==== TASK MATERIAL ====

PR #252, opened 2026-04-30
JSONToolCallParser: accept stringified `arguments` field (#169, Granite 4)

### LINKED ISSUE #169: [BUG] JSONToolCallParser fails to parse stringified arguments (used by Granite 4 and others)

john-rocky:
## Summary

Fixes #169.

The IBM Granite 4 family (and others) emit tool calls with the \`arguments\` field as a JSON-encoded *string* rather than a nested object:

\`\`\`
{"name": "func", "arguments": "{\\"key\\": \\"value\\"}"}
\`\`\`

\`JSONDecoder().decode(ToolCall.Function.self, ...)\` requires \`arguments\` to be a nested \`{...}\`, so the parse silently returned \`nil\` and tool calls never reached the user.

This PR adds a private \`WireFunction\` decoder that accepts either shape:

- nested JSON object → use directly
- JSON-encoded string → re-decode the string contents as \`[String: JSONValue]\`

Models that already emit nested objects (Llama 3, Qwen, etc.) keep the original behavior. Empty \`{}\` arguments are preserved. Mirrors the flexibility of the Python \`mlx-lm\` default tool parser. Credit to @neon52 for the analysis and proposed fix in #169.

## Verification (M4 Max)

\`Tests/MLXLMTests/JSONToolCallParserTests.swift\` covers the five interesting shapes:

| test | input arguments shape | expected |
|---|---|---|
| \`nestedObjectArguments\` | nested \`{...}\` (standard) | parses (regression guard) |
| \`stringifiedArguments\` | JSON-encoded string (#169 / Granite 4) | parses (the fix) |
| \`emptyArguments\` | \`{}\` | preserves empty dict |
| \`emptyStringifiedArguments\` | \`"{}"\` | preserves empty dict |
| \`malformedStringifiedArguments\` | \`"not-json"\` | fails gracefully (returns \`nil\`, no crash) |

\`\`\`
✔ Test "Parses nested object arguments (standard shape)" passed (0.016s)
✔ Test "Parses JSON-encoded string arguments (Granite 4 shape, #169)" passed (0.016s)
✔ Test "Empty object arguments are preserved" passed (0.001s)
✔ Test "Empty stringified arguments are also preserved" passed (0.001s)
✔ Test "Malformed stringified arguments returns nil instead of crashing" passed (0.016s)
\`\`\`

Run via:

\`\`\`bash
  -only-testing:MLXLMTests/JSONToolCallParserTests \\
  -skipMacroValidation
\`\`\`

## Test plan

- [x] \`swift build --target MLXLMCommon\` passes (no warnings).
- [x] Five regression tests pin both shapes plus the malformed input failure mode.
- [ ] Reviewers running \`mlx-community/granite-4.0-h-micro-4bit\` with tools enabled should see tool calls parsed instead of silently dropped.

### DIFF
--- a/Libraries/MLXLMCommon/Tool/Parsers/JSONToolCallParser.swift
+++ b/Libraries/MLXLMCommon/Tool/Parsers/JSONToolCallParser.swift
@@ -2,6 +2,48 @@
 
 import Foundation
 
+/// Wire-side decoder that accepts both shapes the upstream models emit:
+///   * arguments as a nested object: `{"name":"f","arguments":{"k":"v"}}`
+///   * arguments as a JSON-encoded string (Granite 4 etc.):
+///     `{"name":"f","arguments":"{\"k\":\"v\"}"}`
+private struct WireFunction: Decodable {
+    let name: String
+    let arguments: [String: JSONValue]
+
+    private enum CodingKeys: String, CodingKey {
+        case name
+        case arguments
+    }
+
+    init(from decoder: Decoder) throws {
+        let c = try decoder.container(keyedBy: CodingKeys.self)
+        self.name = try c.decode(String.self, forKey: .name)
+
+        if c.contains(.arguments) {
+            if let nested = try? c.decode([String: JSONValue].self, forKey: .arguments) {
+                self.arguments = nested
+            } else if let stringified = try? c.decode(String.self, forKey: .arguments) {
+                guard let data = stringified.data(using: .utf8),
+                    let nested = try? JSONDecoder().decode(
+                        [String: JSONValue].self, from: data)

====

**EXERCISE GOAL:** Using the listing, copy every line where the word "forKey" shows up.

**YOUR SOLUTION:**
+        self.name = try c.decode(String.self, forKey: .name)
+            if let nested = try? c.decode([String: JSONValue].self, forKey: .arguments) {
+            } else if let stringified = try? c.decode(String.self, forKey: .arguments) {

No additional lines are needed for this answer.